- **Problem to solve**
Reproduce every record exactly as given.

- **Raw data**
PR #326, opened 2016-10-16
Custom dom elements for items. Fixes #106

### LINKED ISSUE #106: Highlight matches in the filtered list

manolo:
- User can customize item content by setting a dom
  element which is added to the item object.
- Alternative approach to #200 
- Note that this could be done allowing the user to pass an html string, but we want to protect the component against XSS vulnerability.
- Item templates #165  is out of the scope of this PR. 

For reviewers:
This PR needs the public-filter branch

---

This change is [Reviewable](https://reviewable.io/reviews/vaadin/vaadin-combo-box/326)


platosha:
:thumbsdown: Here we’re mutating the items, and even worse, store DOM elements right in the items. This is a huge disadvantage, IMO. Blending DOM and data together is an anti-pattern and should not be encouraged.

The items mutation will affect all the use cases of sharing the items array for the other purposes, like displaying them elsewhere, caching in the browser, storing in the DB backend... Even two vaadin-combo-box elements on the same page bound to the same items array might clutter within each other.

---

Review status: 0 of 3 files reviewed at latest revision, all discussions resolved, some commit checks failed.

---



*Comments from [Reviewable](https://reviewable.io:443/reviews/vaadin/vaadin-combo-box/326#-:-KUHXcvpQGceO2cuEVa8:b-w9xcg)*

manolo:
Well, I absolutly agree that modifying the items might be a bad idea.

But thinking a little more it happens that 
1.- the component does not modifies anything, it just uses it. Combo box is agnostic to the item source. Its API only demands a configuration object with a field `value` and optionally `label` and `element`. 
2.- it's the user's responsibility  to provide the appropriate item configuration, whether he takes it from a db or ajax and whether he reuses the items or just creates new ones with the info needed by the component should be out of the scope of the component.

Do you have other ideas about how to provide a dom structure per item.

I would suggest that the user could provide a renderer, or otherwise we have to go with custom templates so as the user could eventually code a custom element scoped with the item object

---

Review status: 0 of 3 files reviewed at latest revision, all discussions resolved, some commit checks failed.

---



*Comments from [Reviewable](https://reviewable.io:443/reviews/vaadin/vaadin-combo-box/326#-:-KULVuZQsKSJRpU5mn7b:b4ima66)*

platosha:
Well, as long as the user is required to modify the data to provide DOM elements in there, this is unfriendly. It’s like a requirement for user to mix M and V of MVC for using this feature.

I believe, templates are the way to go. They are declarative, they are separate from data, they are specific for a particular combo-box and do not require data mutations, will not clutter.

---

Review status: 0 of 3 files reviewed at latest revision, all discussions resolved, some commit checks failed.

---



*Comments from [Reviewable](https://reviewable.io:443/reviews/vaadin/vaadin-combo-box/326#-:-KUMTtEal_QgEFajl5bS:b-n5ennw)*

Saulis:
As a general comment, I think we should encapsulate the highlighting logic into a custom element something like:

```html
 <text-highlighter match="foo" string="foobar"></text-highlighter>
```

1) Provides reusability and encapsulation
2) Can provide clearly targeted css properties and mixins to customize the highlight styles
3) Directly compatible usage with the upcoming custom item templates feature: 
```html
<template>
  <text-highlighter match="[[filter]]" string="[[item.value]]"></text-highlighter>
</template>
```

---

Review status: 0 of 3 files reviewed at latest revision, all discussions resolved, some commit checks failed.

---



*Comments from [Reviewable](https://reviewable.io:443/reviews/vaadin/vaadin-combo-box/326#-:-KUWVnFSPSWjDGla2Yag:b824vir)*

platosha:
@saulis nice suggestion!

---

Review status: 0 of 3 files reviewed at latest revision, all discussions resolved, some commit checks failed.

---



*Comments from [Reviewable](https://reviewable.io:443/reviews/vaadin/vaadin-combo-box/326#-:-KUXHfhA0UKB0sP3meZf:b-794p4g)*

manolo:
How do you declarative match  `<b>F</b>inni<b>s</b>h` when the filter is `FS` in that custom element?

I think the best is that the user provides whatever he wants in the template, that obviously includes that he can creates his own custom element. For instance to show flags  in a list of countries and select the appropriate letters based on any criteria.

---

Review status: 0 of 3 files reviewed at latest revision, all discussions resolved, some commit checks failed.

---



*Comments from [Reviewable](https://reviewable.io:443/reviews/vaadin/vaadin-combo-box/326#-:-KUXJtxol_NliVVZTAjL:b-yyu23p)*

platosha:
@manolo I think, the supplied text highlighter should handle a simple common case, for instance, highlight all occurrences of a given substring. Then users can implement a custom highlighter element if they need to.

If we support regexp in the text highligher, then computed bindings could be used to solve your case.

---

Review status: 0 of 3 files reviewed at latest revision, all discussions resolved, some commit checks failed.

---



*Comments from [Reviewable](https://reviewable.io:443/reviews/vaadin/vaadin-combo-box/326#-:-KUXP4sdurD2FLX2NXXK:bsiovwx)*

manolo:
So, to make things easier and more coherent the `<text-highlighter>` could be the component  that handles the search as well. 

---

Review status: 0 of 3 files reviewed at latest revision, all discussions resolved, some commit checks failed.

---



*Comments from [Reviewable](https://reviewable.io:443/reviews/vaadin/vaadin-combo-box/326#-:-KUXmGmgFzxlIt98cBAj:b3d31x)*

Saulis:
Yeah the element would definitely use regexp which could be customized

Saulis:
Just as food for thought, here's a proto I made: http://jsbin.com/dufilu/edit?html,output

- **Exercise solution**
PR #326, opened 2016-10-16
Custom dom elements for items. Fixes #106

### LINKED ISSUE #106: Highlight matches in the filtered list

manolo:
- User can customize item content by setting a dom
  element which is added to the item object.
- Alternative approach to #200 
- Note that this could be done allowing the user to pass an html string, but we want to protect the component against XSS vulnerability.
- Item templates #165  is out of the scope of this PR. 

For reviewers:
This PR needs the public-filter branch

---

This change is [Reviewable](https://reviewable.io/reviews/vaadin/vaadin-combo-box/326)


platosha:
:thumbsdown: Here we’re mutating the items, and even worse, store DOM elements right in the items. This is a huge disadvantage, IMO. Blending DOM and data together is an anti-pattern and should not be encouraged.

The items mutation will affect all the use cases of sharing the items array for the other purposes, like displaying them elsewhere, caching in the browser, storing in the DB backend... Even two vaadin-combo-box elements on the same page bound to the same items array might clutter within each other.

---

Review status: 0 of 3 files reviewed at latest revision, all discussions resolved, some commit checks failed.

---



*Comments from [Reviewable](https://reviewable.io:443/reviews/vaadin/vaadin-combo-box/326#-:-KUHXcvpQGceO2cuEVa8:b-w9xcg)*

manolo:
Well, I absolutly agree that modifying the items might be a bad idea.

But thinking a little more it happens that 
1.- the component does not modifies anything, it just uses it. Combo box is agnostic to the item source. Its API only demands a configuration object with a field `value` and optionally `label` and `element`. 
2.- it's the user's responsibility  to provide the appropriate item configuration, whether he takes it from a db or ajax and whether he reuses the items or just creates new ones with the info needed by the component should be out of the scope of the component.

Do you have other ideas about how to provide a dom structure per item.

I would suggest that the user could provide a renderer, or otherwise we have to go with custom templates so as the user could eventually code a custom element scoped with the item object

---

Review status: 0 of 3 files reviewed at latest revision, all discussions resolved, some commit checks failed.

---



*Comments from [Reviewable](https://reviewable.io:443/reviews/vaadin/vaadin-combo-box/326#-:-KULVuZQsKSJRpU5mn7b:b4ima66)*

platosha:
Well, as long as the user is required to modify the data to provide DOM elements in there, this is unfriendly. It’s like a requirement for user to mix M and V of MVC for using this feature.

I believe, templates are the way to go. They are declarative, they are separate from data, they are specific for a particular combo-box and do not require data mutations, will not clutter.

---

Review status: 0 of 3 files reviewed at latest revision, all discussions resolved, some commit checks failed.

---



*Comments from [Reviewable](https://reviewable.io:443/reviews/vaadin/vaadin-combo-box/326#-:-KUMTtEal_QgEFajl5bS:b-n5ennw)*

Saulis:
As a general comment, I think we should encapsulate the highlighting logic into a custom element something like:

```html
 <text-highlighter match="foo" string="foobar"></text-highlighter>
```

1) Provides reusability and encapsulation
2) Can provide clearly targeted css properties and mixins to customize the highlight styles
3) Directly compatible usage with the upcoming custom item templates feature: 
```html
<template>
  <text-highlighter match="[[filter]]" string="[[item.value]]"></text-highlighter>
</template>
```

---

Review status: 0 of 3 files reviewed at latest revision, all discussions resolved, some commit checks failed.

---



*Comments from [Reviewable](https://reviewable.io:443/reviews/vaadin/vaadin-combo-box/326#-:-KUWVnFSPSWjDGla2Yag:b824vir)*

platosha:
@saulis nice suggestion!

---

Review status: 0 of 3 files reviewed at latest revision, all discussions resolved, some commit checks failed.

---



*Comments from [Reviewable](https://reviewable.io:443/reviews/vaadin/vaadin-combo-box/326#-:-KUXHfhA0UKB0sP3meZf:b-794p4g)*

manolo:
How do you declarative match  `<b>F</b>inni<b>s</b>h` when the filter is `FS` in that custom element?

I think the best is that the user provides whatever he wants in the template, that obviously includes that he can creates his own custom element. For instance to show flags  in a list of countries and select the appropriate letters based on any criteria.

---

Review status: 0 of 3 files reviewed at latest revision, all discussions resolved, some commit checks failed.

---



*Comments from [Reviewable](https://reviewable.io:443/reviews/vaadin/vaadin-combo-box/326#-:-KUXJtxol_NliVVZTAjL:b-yyu23p)*

platosha:
@manolo I think, the supplied text highlighter should handle a simple common case, for instance, highlight all occurrences of a given substring. Then users can implement a custom highlighter element if they need to.

If we support regexp in the text highligher, then computed bindings could be used to solve your case.

---

Review status: 0 of 3 files reviewed at latest revision, all discussions resolved, some commit checks failed.

---



*Comments from [Reviewable](https://reviewable.io:443/reviews/vaadin/vaadin-combo-box/326#-:-KUXP4sdurD2FLX2NXXK:bsiovwx)*

manolo:
So, to make things easier and more coherent the `<text-highlighter>` could be the component  that handles the search as well. 

---

Review status: 0 of 3 files reviewed at latest revision, all discussions resolved, some commit checks failed.

---



*Comments from [Reviewable](https://reviewable.io:443/reviews/vaadin/vaadin-combo-box/326#-:-KUXmGmgFzxlIt98cBAj:b3d31x)*

Saulis:
Yeah the element would definitely use regexp which could be customized

Saulis:
Just as food for thought, here's a proto I made: http://jsbin.com/dufilu/edit?html,output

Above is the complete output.